• _Activity_:
Determine the number of lines in the data that contain "another", and write only that number.

Saved entries:
------------------------------
PR #57, opened 2023-02-18
add about.json parsing like others

wolfv:
This adds the same kind of parsing that we have for `index.json` and other structures.

Also I am wondering if we should implement a `from_archive(Archive: Read)` function that would work the same as `from_package_directory`, but on an unextracted archive?


baszalmstra:
Nice! Implementing the `archive: Read` function also consumes the entire `Read` object which means you cant read from it again. That would only be useful if you want to only read the about.json from the file or you can recreate the `Read` object (which is the case if you have `&[u8]`). 

On another note you also got me thinking about a trait for these files, its a good idea! Maybe you could try implementing that (in another PR)? Otherwise Ill give it a go this week.

wolfv:
sounds good! I won't have time today, maybe tomorrow. If you want to do it, feel free :) I'll have to read a bit more about traits to be able to implement it. We could do that & rename them all to `XYZJson` in one go.

PR #59, opened 2023-02-19
feat: rustdoc

baszalmstra:
This PR fixes some issue with the rustdocs and adds a CI step to verify that in the future this doesn't happen again.

It also adds another CI stage that generates the rustdocs and pushes it to github pages.


wolfv (approved):
Lgtm

PR #60, opened 2023-02-20
fix: windows build issues

baszalmstra:
I had some issues on windows with symlinks and a stupid LFS thing. This PR fixes both of those.


wolfv (approved):
Are we not testing on Windows in the CI?

baszalmstra:
We are, but in Github CI symlinks on windows are enabled. On normal Windows PCs they arent.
------------------------------
• _Exercise response_:
2